Issue #3681, opened 2025-11-03
Map ~ Filter resets as soon as the User clicks on one of the suggested results


kalairubachandrakumaran-oss:
### Describe the Bug
When the user filters by one category in the location filter, the filter resets as soon as they click on one of the suggested results :
-> it jumps back, and the default results are shown again
-> and the previously set filter is removed

Hint: If the user selects the checkbox “Show only currently open places”, this filter remains active until they manually deselect it

### Steps to Reproduce

1.    Go to Map in the Integrate App
2.    Click on Filter Location
3.    Select a category
4.    Click on one of the suggested results
5.    Observe that the selected filter resets, and the default results are displayed again

### Expected Behavior
The filter for selected category should remain active after clicking on a suggested result ( like the checkbox “Show only currently open places”)

### Additional Information

https://github.com/user-attachments/assets/a58274c8-9fda-47b3-81db-8bfd210f5a5d

PR #3698, opened 2025-11-05
3681: Fix poi filter query

bahaaTuffaha:
### Short Description

When the user filters by one category in the location filter, the filter resets as soon as they click on one of the suggested results.

### Proposed Changes

- Added queryParams to the slug at `poiListItem.tsx`
- Removed useSearchParams mocks at `PoisDesktop.spec.tsx` because `renderWithRouterAndTheme` already has AllTheProviders including `<MemoryRouter>`.

### Side Effects

None.

### Testing
- Go to Map in the Integrate App
- Click on Filter Location
- Select a category
- Click on one of the suggested results

### Resolved Issues

Fixes: #3681

---


web/src/components/PoiListItem.tsx
```diff
@@ -34,11 +35,13 @@ type PoiListItemProps = {
...
 const PoiListItem = ({ poi, distance, selectPoi }: PoiListItemProps): ReactElement => {
   const { t } = useTranslation('pois')
+  const [queryParams] = useSearchParams()
   const { title, category, slug } = poi
+  const slugWithQuery = `${slug}?${queryParams}`
 
   return (
     <ListItem disablePadding>
-      <StyledListItemButton onClick={selectPoi} id={slug} to={slug} component={Link} aria-label={title}>
+      <StyledListItemButton onClick={selectPoi} id={slug} to={slugWithQuery} component={Link} aria-label={title}>
```
bahaaTuffaha: This could be solved actually in 2 ways:
1- The way I wrote it here.
2- Just removing the `to={slug} component={Link}` will solve that issue. I think the `component={Link}` is removing the the query and without it it will use onClick but we will lose the link accessibility thing.

steffenkleinle: I think option 1. is the way to go here, its more declarative and probably better in terms of a11y. However, we now have duplicated logic (once in `to` and also in `selectPoi` (passed down from `Pois.tsx`)). I think we should delete `selectPoi` there in https://github.com/digitalfabrik/integreat-app/blob/main/web/src/components/Pois.tsx#L83. This will simplify code and reduce duplication. Then we can rename `selectPoi` here to just `onClick` as it will just adjust the scroll position.

bahaaTuffaha: > I think option 1. is the way to go here, its more declarative and probably better in terms of a11y. However, we now have duplicated logic (once in `to` and also in `selectPoi` (passed down from `Pois.tsx`)). I think we should delete `selectPoi` there in https://github.com/digitalfabrik/integreat-app/blob/main/web/src/components/Pois.tsx#L83.

I can't delete `selectPoi` because switch poi depends on it for desktop 🤔

web/src/components/PoiListItem.tsx
```diff
@@ -28,17 +29,20 @@ const StyledText = styled('p')({
...
+const PoiListItem = ({ poi, distance, onClick }: PoiListItemProps): ReactElement => {
   const { t } = useTranslation('pois')
+  const [queryParams] = useSearchParams()
   const { title, category, slug } = poi
+  const slugWithQuery = `${slug}?${queryParams}`
 
   return (
     <ListItem disablePadding>
-      <StyledListItemButton onClick={selectPoi} id={slug} to={slug} component={Link} aria-label={title}>
+      {/* onClick here is just to preserve scroll position */}
```
steffenkleinle: 🔧 It doesn't really matter what `onClick` is doing here, keeping this comment means that the comment needs to be adjusted whenever some behavior is added/changed.
```suggestion
```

....

Using the entries above, repeat only the lines from the one containing "### Describe the Bug" through the one containing "- Added queryParams", end lines included.

### Describe the Bug
When the user filters by one category in the location filter, the filter resets as soon as they click on one of the suggested results :
-> it jumps back, and the default results are shown again
-> and the previously set filter is removed

Hint: If the user selects the checkbox “Show only currently open places”, this filter remains active until they manually deselect it

### Steps to Reproduce

1.    Go to Map in the Integrate App
2.    Click on Filter Location
3.    Select a category
4.    Click on one of the suggested results
5.    Observe that the selected filter resets, and the default results are displayed again

### Expected Behavior
The filter for selected category should remain active after clicking on a suggested result ( like the checkbox “Show only currently open places”)

### Additional Information

https://github.com/user-attachments/assets/a58274c8-9fda-47b3-81db-8bfd210f5a5d

PR #3698, opened 2025-11-05
3681: Fix poi filter query

bahaaTuffaha:
### Short Description

When the user filters by one category in the location filter, the filter resets as soon as they click on one of the suggested results.

### Proposed Changes

- Added queryParams to the slug at `poiListItem.tsx`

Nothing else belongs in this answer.